TRIBUNE | Ce début d’année a été marqué en France par une grève des médecins libéraux aussi rare qu’inattendue, une première depuis une douzaine d’années.
Comment est-ce possible dans le pays qui est le champion d’Europe de la dépense de santé avec l’Allemagne, soit 11% du produit intérieur brut (PIB) ou 270 Md€ ?
Les médecins libéraux, parents pauvres d’un système de santé pourtant richement doté
Nos médecins ne sont en effet pas les premiers bénéficiaires de cette manne avec un tarif de la consultation fixé à 25€ contre plus de 45€ en moyenne au sein de l’Union européenne. Si nos médecins arrivent à compenser un tant soit peu, c’est en travaillant plus que leurs confrères étrangers.
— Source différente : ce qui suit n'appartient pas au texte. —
PR #760, opened 2018-10-16
[mfx_dispatch] Fix relation operator for mfxVersion

vshampor:
Courtesy of mfx_dispatch_test unit tests still in development.

### DIFF
--- a/api/mfx_dispatch/linux/mfxloader.h
+++ b/api/mfx_dispatch/linux/mfxloader.h
@@ -41,12 +41,13 @@ inline bool operator != (const mfxPluginUID &lhs, const mfxPluginUID & rhs)
 
 inline bool operator < (const mfxVersion &lhs, const mfxVersion & rhs)
 {
-    return (lhs.Major == rhs.Major) && (lhs.Minor < rhs.Minor);
+    return (lhs.Major < rhs.Major ||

Quant à la comparaison de leurs revenus par rapport au salaire moyen, plus favorable, elle est trompeuse, la France étant en voie de paupérisation relative depuis 40 ans, notre PIB/habitant régressant de façon continue au sein de l’OCDE. Supérieur à celui de l’Allemagne et des Etats-Unis en 1980, il est aujourd’hui très nettement inférieur.
Les raisons de fond sont multiples pour expliquer ce paradoxe entre un niveau de ressources record au global et des revenus somme toute moyens des acteurs centraux du système de soins que sont les médecins libéraux. Citons pêle-mêle un surcroît de postes administratifs au détriment des soignants, un manque d’échanges d’informations entre praticiens – l’absence de dossier médical partagé, balbutiant depuis une vingtaine d’années, engendrant 30% d’actes superflus contre 15% en moyenne au sein des pays de l’OCDE -, le manque de sécurisation de la carte vitale, véritable carte bleue publique sans code secret ou processus d’authentification robuste, ou encore la mauvaise répartition des soins entre la médecine de ville et l’hôpital.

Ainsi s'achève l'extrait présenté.